PR #944, opened 2024-03-24
Update network connection error graphic

rakohus:
Update network connection error graphic to include text so that it's more clear what's going on.


rakohus:
Gotta fix the graphic to be a palettized gif. No idea, working on it.

PR #957, opened 2024-05-05
Fix Mac Builds by turning off system LIBPNG and ZLIB for FLTK builds

rakohus:
Per @HyperEye's advice, turn off system LIBPNG and ZLIB use for FLTK to fix Mac builds.


bcahue (approved):
LGTM

PR #958, opened 2024-05-05
Add a space in spectating string between stats

rakohus:
Currently, when someone spectates, it will show a string as `Ralphis became a spectator.(1 FRAGS, 0 DEATHS)`. This commit adds a space after the sentence and the stats.


bcahue (approved):
LGTM

PR #960, opened 2024-05-12
Fix a minor typo in `g_horde.cpp`

electricbrass:
This is a very small change. It just changes "hode" to "horde" in a warning.


rakohus (approved):
Impeccably done! :) Thank you for the fix

PR #963, opened 2024-05-23
Don't use localview pitch when playing demos

### LINKED ISSUE #962: [BUG] In netdemos, moving the mouse tries to change the POV of the recording player's POV.
**Describe the bug**
When a netdemo has been recorded where freelook is enabled on the server as well as the client, trying to move the mouse up and down while the netdemo is playing will try to briefly move the recording player's POV as if it is affecting a real game. A split second later, the POV will snap back to the proper place.

10.3.0 gb28ee-8578 (and probably earlier)
...
10.5.0

**To Reproduce**
1. Go into (or start) an online game with freelook enabled both on server and client.
2. After recording the netdemo, play it back.
3. While it's playing, move the mouse up and down in the window.

**Expected behavior**
For mouse movement, while watching a netdemo, to not affect the POV of the player that recorded it.

[Odamex_HORDE_20240519_124404_HORDAMEX.WAD_MAP19.zip](https://github.com/odamex/odamex/files/15370270/Odamex_HORDE_20240519_124404_HORDAMEX.WAD_MAP19.zip)
This netdemo is recorded with Odamex 10.5.0, and requires DOOM2.WAD and HORDAMEX.WAD.

**Additional context**
If there are other players in the game, this wont' affect the players that didn't record the netdemo if you're spectating them instead.

ceski-1:
Fixes https://github.com/odamex/odamex/issues/962

### DIFF
--- a/client/src/r_interp.cpp
+++ b/client/src/r_interp.cpp
@@ -28,8 +28,6 @@
 #include "m_fixed.h"
 #include "r_state.h"
 #include "p_local.h"
-#include "cl_demo.h"
-
 
 typedef std::pair<fixed_t, unsigned int> fixed_uint_pair;
 
@@ -37,8 +35,6 @@ static std::vector<fixed_uint_pair> prev_ceilingheight;
 static std::vector<fixed_uint_pair> saved_ceilingheight;
 static std::vector<fixed_uint_pair> prev_floorheight;
 static std::vector<fixed_uint_pair> saved_floorheight;
-
-extern NetDemo netdemo;
 
 //
 // R_InterpolationTicker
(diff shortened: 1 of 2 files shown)


bcahue:
This seems like it is lifting and shifting where the check is done lower in the stack and properly applying it to both the interpolation system and the actual camera system. I will run this build for a little while and if it passes testing (I have concerns about spectating, spectating in netdemo, spectating in vanilla demo with multiple players, and general gameplay after spectating) I will accept this

ceski-1:
Made a small adjustment since I missed `localview.skipangle` vs `localview.skippitch`.

bcahue (approved):
Looks good to me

⁂

Brief:
Repeat every line of the data precisely.

Task response:
PR #944, opened 2024-03-24
Update network connection error graphic

rakohus:
Update network connection error graphic to include text so that it's more clear what's going on.


rakohus:
Gotta fix the graphic to be a palettized gif. No idea, working on it.

PR #957, opened 2024-05-05
Fix Mac Builds by turning off system LIBPNG and ZLIB for FLTK builds

rakohus:
Per @HyperEye's advice, turn off system LIBPNG and ZLIB use for FLTK to fix Mac builds.


bcahue (approved):
LGTM

PR #958, opened 2024-05-05
Add a space in spectating string between stats

rakohus:
Currently, when someone spectates, it will show a string as `Ralphis became a spectator.(1 FRAGS, 0 DEATHS)`. This commit adds a space after the sentence and the stats.


bcahue (approved):
LGTM

PR #960, opened 2024-05-12
Fix a minor typo in `g_horde.cpp`

electricbrass:
This is a very small change. It just changes "hode" to "horde" in a warning.


rakohus (approved):
Impeccably done! :) Thank you for the fix

PR #963, opened 2024-05-23
Don't use localview pitch when playing demos

### LINKED ISSUE #962: [BUG] In netdemos, moving the mouse tries to change the POV of the recording player's POV.
**Describe the bug**
When a netdemo has been recorded where freelook is enabled on the server as well as the client, trying to move the mouse up and down while the netdemo is playing will try to briefly move the recording player's POV as if it is affecting a real game. A split second later, the POV will snap back to the proper place.

10.3.0 gb28ee-8578 (and probably earlier)
...
10.5.0

**To Reproduce**
1. Go into (or start) an online game with freelook enabled both on server and client.
2. After recording the netdemo, play it back.
3. While it's playing, move the mouse up and down in the window.

**Expected behavior**
For mouse movement, while watching a netdemo, to not affect the POV of the player that recorded it.

[Odamex_HORDE_20240519_124404_HORDAMEX.WAD_MAP19.zip](https://github.com/odamex/odamex/files/15370270/Odamex_HORDE_20240519_124404_HORDAMEX.WAD_MAP19.zip)
This netdemo is recorded with Odamex 10.5.0, and requires DOOM2.WAD and HORDAMEX.WAD.

**Additional context**
If there are other players in the game, this wont' affect the players that didn't record the netdemo if you're spectating them instead.

ceski-1:
Fixes https://github.com/odamex/odamex/issues/962

### DIFF
--- a/client/src/r_interp.cpp
+++ b/client/src/r_interp.cpp
@@ -28,8 +28,6 @@
 #include "m_fixed.h"
 #include "r_state.h"
 #include "p_local.h"
-#include "cl_demo.h"
-
 
 typedef std::pair<fixed_t, unsigned int> fixed_uint_pair;
 
@@ -37,8 +35,6 @@ static std::vector<fixed_uint_pair> prev_ceilingheight;
 static std::vector<fixed_uint_pair> saved_ceilingheight;
 static std::vector<fixed_uint_pair> prev_floorheight;
 static std::vector<fixed_uint_pair> saved_floorheight;
-
-extern NetDemo netdemo;
 
 //
 // R_InterpolationTicker
(diff shortened: 1 of 2 files shown)


bcahue:
This seems like it is lifting and shifting where the check is done lower in the stack and properly applying it to both the interpolation system and the actual camera system. I will run this build for a little while and if it passes testing (I have concerns about spectating, spectating in netdemo, spectating in vanilla demo with multiple players, and general gameplay after spectating) I will accept this

ceski-1:
Made a small adjustment since I missed `localview.skipangle` vs `localview.skippitch`.

bcahue (approved):
Looks good to me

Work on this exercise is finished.